### WHAT TO PRODUCE
Among the entries below, find each line with "clobbered" and show it.

Extracted records
┌────────
PR #232, opened 2025-07-12
SBI fixes

Indanz:
With some luck it fixes the P550 boot problems at https://github.com/seL4/ci-actions/pull/420. I restrained myself to obvious improvements instead of any major changes.

The whole hard_id - logical core id stuff is extremely convoluted, both in the kernel as Elfloader, all to support a mapping that isn't 1:1. But the Elfloader code which calls `sbi_hart_start` assumes it is 1:1, so I'm not sure why we bother with all this. The only code needing FIRST_HART_ID is the (non-SMP?) plic code. Similarly, I don't understand why we go through all the complexity of switching harts if it isn't CONFIG_FIRST_HART, it doesn't matter which core does the shared init part. After synchronisation and jumping to the kernel it's all a big race anyway.

### DIFF
--- a/elfloader-tool/src/arch-riscv/boot.c
+++ b/elfloader-tool/src/arch-riscv/boot.c
@@ -152,7 +152,7 @@ static void set_and_wait_for_ready(int hart_id, int core_id)
 
     /* Wait untill all cores are go */
     for (int i = 0; i < CONFIG_MAX_NUM_NODES; i++) {
-        while (__atomic_load_n(&core_ready[i], __ATOMIC_RELAXED) == 0) ;
+        while (__atomic_load_n(&core_ready[i], __ATOMIC_ACQUIRE) == 0) ;
     }
 }
 #endif
--- a/elfloader-tool/src/arch-riscv/boot.c
+++ b/elfloader-tool/src/arch-riscv/boot.c
@@ -212,12 +212,11 @@ static int run_elfloader(UNUSED int hart_id, void *bootloader_dtb)
     /* Unleash secondary cores */
     __atomic_store_n(&secondary_go, 1, __ATOMIC_RELEASE);
 
-    /* Start all cores */
-    int i = 0;
-    while (i < CONFIG_MAX_NUM_NODES && hsm_exists) {
-        i++;
-        if (i != hart_id) {
-            sbi_hart_start(i, secondary_harts, i);
+    /* Start all other cores */
+    for (int i = 0; i < CONFIG_MAX_NUM_NODES && hsm_exists; ++i) {
+        int h = i + CONFIG_FIRST_HART_ID;
+        if (h != hart_id) {
+            sbi_hart_start(h, secondary_harts, h);
         }
     }
 
--- a/elfloader-tool/include/arch-riscv/sbi.h
+++ b/elfloader-tool/include/arch-riscv/sbi.h
@@ -24,8 +24,8 @@
     register uintptr_t a2 asm ("a2") = (uintptr_t)(arg2);   \
     register uintptr_t a7 asm ("a7") = (uintptr_t)(which);  \
     asm volatile ("ecall"                   \
-              : "+r" (a0)               \
-              : "r" (a1), "r" (a2), "r" (a7)        \
+              : "+r" (a0), "+r" (a1)        \
+              : "r" (a2), "r" (a7)          \
               : "memory");              \
     a0;                         \
 })
@@ -40,8 +40,8 @@
     register uintptr_t a6 asm ("a6") = (uintptr_t)(which);  \
     register uintptr_t a7 asm ("a7") = (uintptr_t)(extension); \
     asm volatile ("ecall"                   \
-              : "+r" (a0)               \
-              : "r" (a1), "r" (a2), "r" (a6), "r" (a7)      \
+              : "+r" (a0), "+r" (a1)        \
+              : "r" (a2), "r" (a6), "r" (a7)\
               : "memory");              \
     a0;                         \
 })


Indanz:
seL4's kernel `sbi_call` has the same problem actually, `a1` may be clobbered by the call, see https://github.com/riscv-non-isa/riscv-sbi-doc/blob/master/src/binary-encoding.adoc:

> All registers except a0 & a1 must be preserved across an SBI call by the callee.

Indanz:
Lovely, now HIFIVE_verification_SMP_gcc_64 fails with:
```
 Main entry hart_id:1
  Secondary entry hart_id:3 core_id:1
  Hart ID 3 core ID 1
  Secondary entry hart_id:2 core_id:2
  Hart ID 2 core ID 2
  Hart ID 1 core ID 0
  p_error: hart0: mepc=0x00000000800030b2 mstatus=0x0000000200001800
  sbi_trap_error: hart0: ra=0x00000000800079e2 sp=0x000000008001ff10
  sbi_trap_error: hart0: gp=0x0000000000000000 tp=0x0000000080020000
  sbi_trap_error: hart0: s0=0x000000008001ff20 s1=0x0000000000000000
  sbi_trap_error: hart0: a0=0x0000000080020060 a1=0x0000000000000002
  sbi_trap_error: hart0: a2=0x0000000000000003 a3=0x0000000000000000
  sbi_trap_error: hart0: a4=0x0000000000000001 a5=0x0000000080020060
  sbi_trap_error: hart0: a6=0x0000000000000001 a7=0x0000000000000000
  sbi_trap_error: hart0: s2=0x0000000080020000 s3=0x0000000000000000
  sbi_trap_error: hart0: s4=0x0000000080013008 s5=0x00000000800120e8
  sbi_trap_error: hart0: s6=0x0000000000000000 s7=0x0000000000000016
  sbi_trap_error: hart0: s8=0x0000000000002000 s9=0x0000000080013710
  sbi_trap_error: hart0: s10=0x0000000000000000 s11=0x0000000000000000
  sbi_trap_error: hart0: t0=0x0000000000000000 t1=0x0000000000000000
  sbi_trap_error: hart0: t2=0x0000000000000000 t3=0xffffffffffffffff
  sbi_trap_error: hart0: t4=0x000000000c200000 t5=0x0000000000000000
  sbi_trap_error: hart0: t6=0x0000000000000000
  [[Timeout]]
```
HIFIVE_verification_SMP_clang_64 also fails, but it doesn't cause a fault in the OpenSBI code. 

So I suspect that skipping hart ID 0 is needed for the HiFive, but that that will probably break polarfire, which is (perhaps because of that) not run for HW tests. Dropped that commit to see if the rest is okay.

axel-h:
> has a suspicious `Platform HART Count : 5`),

That number is fine. It has 4 application cores and one management core.

elfloader-tool/src/arch-riscv/boot.c
```diff
@@ -215,6 +215,9 @@ static int run_elfloader(UNUSED int hart_id, void *bootloader_dtb)
     /* Start all cores */
```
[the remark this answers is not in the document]
Indanz: I think I'll change the code to initialise `i` to `CONFIG_FIRST_HART_ID`, as I think that's what makes most sense. And yes, expanding existing comment is better.

elfloader-tool/src/arch-riscv/boot.c
```diff
@@ -212,10 +212,8 @@ static int run_elfloader(UNUSED int hart_id, void *bootloader_dtb)
     /* Unleash secondary cores */
     __atomic_store_n(&secondary_go, 1, __ATOMIC_RELEASE);
 
-    /* Start all cores */
-    int i = 0;
-    while (i < CONFIG_MAX_NUM_NODES && hsm_exists) {
-        i++;
+    /* Start all other cores */
+    for (int i = CONFIG_FIRST_HART_ID; i < CONFIG_MAX_NUM_NODES && hsm_exists; ++i) {
```
axel-h, line 216: The whole RISC-V boot seems a big legacy mess, specially this core lottery thing they came up with. I wonder if we should have a platform specific call here that has to make the decision to bring up a core or not. The default implementation would be to start all other cores except the current one. That would also remove the dependency on `CONFIG_FIRST_HART_ID` from the generic code here. Maybe we can even move this define then into a platform specific one, so we get rid of it as much as possible. Platforms should then provide some specific comment about their quirks.

Indanz: How did RISC-V manage to build up legacy mess, it's new! It had more than 50 years of computer science to look back at how not to do things, they have zero excuse for any mess they're causing with their bad choices.

The main thing missing is choosing which cores to run seL4 on. Now it's determined by CONFIG_FIRST_HART_ID and CONFIG_MAX_NUM_NODES, which seems reasonable to me.

How are we supposed to figure out the hart IDs of other cores and and which one we can use?  From what I understood, hart IDs are not guaranteed to be sequential? If it were, things are simple and we could also use `core ID == hart ID - CONFIG_FIRST_HART_ID`.

Indanz:
> seL4's kernel `sbi_call` has the same problem actually, `a1` may be clobbered by the call, see https://github.com/riscv-non-isa/riscv-sbi-doc/blob/master/src/binary-encoding.adoc:
> 
> > All registers except a0 & a1 must be preserved across an SBI call by the callee.

According to https://www.scs.stanford.edu/~zyedidia/docs/riscv/riscv-sbi.pdf, legacy extensions did guarantee that only `a0` would be touched, so it depends on whether it is a legacy extension call or a non-legacy extension call what the calling convention is. Legacy calls have EID 0x00-0x0F.

elfloader-tool/src/arch-riscv/boot.c
Indanz: Actually, if you go this way, it's better to have a platform specific `core_to_hart_id()` and `hart_to_core_id()` functions, with a default implementation that does hart ID == core ID.

HiFive can do core ID = hart ID - 1. No idea what Polarfire and Star64 need. Polarfire is an FPGA implementation, and Star64 is also based on a SiFive SoC, so probably the same as HiFive.

Ivan-Velickovic:
```
qemu-riscv-virt/config.cmake
14:    config_set(KernelPlatformFirstHartID FIRST_HART_ID 0)

cheshire/config.cmake
14:    config_set(KernelPlatformFirstHartID FIRST_HART_ID 0)

hifive/config.cmake
13:    config_set(KernelPlatformFirstHartID FIRST_HART_ID 1)

spike/config.cmake
14:    config_set(KernelPlatformFirstHartID FIRST_HART_ID 0)

polarfire/config.cmake
13:    config_set(KernelPlatformFirstHartID FIRST_HART_ID 1)

star64/config.cmake
15:    config_set(KernelPlatformFirstHartID FIRST_HART_ID 1)

ariane/config.cmake
13:    config_set(KernelPlatformFirstHartID FIRST_HART_ID 0)

rocketchip/config.cmake
32:    config_set(KernelPlatformFirstHartID FIRST_HART_ID 0)

eswin/config.cmake
14:    config_set(KernelPlatformFirstHartID FIRST_HART_ID 0)
```

To my understanding then Star64, Polarfire, and HiFive Unleashed need core ID = hart ID - 1, everything else is 'normal'.

> From what I understood, hart IDs are not guaranteed to be sequential?

I thought they were sequential, is that not the case?

Ivan-Velickovic:
> According to https://www.scs.stanford.edu/~zyedidia/docs/riscv/riscv-sbi.pdf, legacy extensions did guarantee that only a0 would be touched, so it depends on whether it is a legacy extension call or a non-legacy extension call what the calling convention is. Legacy calls have EID 0x00-0x0F.

All the kernel SBI calls are using the legacy calls so I don't think this is an issue?

elfloader-tool/src/arch-riscv/boot.c
Indanz: > The mhartid CSR is an MXLEN-bit read-only register containing the integer ID of the hardware thread running the code. This register must be readable in any implementation. **Hart IDs might not necessarily be numbered contiguously in a multiprocessor system**, but at least one hart must have a hart ID of zero. Hart IDs must be unique within the execution environment.

https://five-embeddev.com/riscv-priv-isa-manual/Priv-v1.12/machine.html#hart-id-register-mhartid

Only hartid 0 is guaranteed to be there, and they recommend to keep the hartids low numbers. However, the "RISC-V Supervisor Binary Interface Specification" specifies a mask for operations that operate on multiple harts, so they can't be too sparse.

Anything else other than sequentially numbering form 0 would be madness, but it's not guaranteed by the spec.

Indanz:
> Maybe just all the platforms we've dealt with so far happen to have sequential hart IDs...

Yes, and that will stay like that for the foreseeable future, until some weird hardware pops up and says "but the standard allows it..." and all existing software breaks. The standard should have the gut to say "No, unnecessary silly things aren't allowed". It's bad enough that you can't count on using hart ID 0 for S-mode.

Ivan-Velickovic (approved):

Indanz:
> If you've tested your patch I think it's fine to merge as is now.

Compiling RISCV with Clang fails for me, so I can't test if it fixes your original problem. Only tests done are the CI ones, I was hoping you could try it on the P550.

elfloader-tool/src/arch-riscv/boot.c
```diff
@@ -212,12 +212,11 @@ static int run_elfloader(UNUSED int hart_id, void *bootloader_dtb)
...
 
-    /* Start all cores */
-    int i = 0;
-    while (i < CONFIG_MAX_NUM_NODES && hsm_exists) {
-        i++;
-        if (i != hart_id) {
-            sbi_hart_start(i, secondary_harts, i);
+    /* Start all other cores */
+    for (int i = 0; i < CONFIG_MAX_NUM_NODES && hsm_exists; ++i) {
+        unsigned long h = i + CONFIG_FIRST_HART_ID;
```
axel-h, line 217:
```suggestion
        word_t h = i + CONFIG_FIRST_HART_ID;
```

Ivan-Velickovic:
@Indanz P550 is part of the sel4test CI already so ran on this PR when you added the hardware tests, Clang seems to pass https://github.com/seL4/seL4_tools/actions/runs/16296733479/job/46027209144.

Indanz:
> @Indanz P550 is part of the sel4test CI already so ran on this PR when you added the hardware tests, Clang seems to pass https://github.com/seL4/seL4_tools/actions/runs/16296733479/job/46027209144.

Sorry, I meant P550 SMP runs, the ones that got disabled by ttps://github.com/seL4/ci-actions/pull/420.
└────────
### WRITTEN ANSWER
seL4's kernel `sbi_call` has the same problem actually, `a1` may be clobbered by the call, see https://github.com/riscv-non-isa/riscv-sbi-doc/blob/master/src/binary-encoding.adoc:
> seL4's kernel `sbi_call` has the same problem actually, `a1` may be clobbered by the call, see https://github.com/riscv-non-isa/riscv-sbi-doc/blob/master/src/binary-encoding.adoc:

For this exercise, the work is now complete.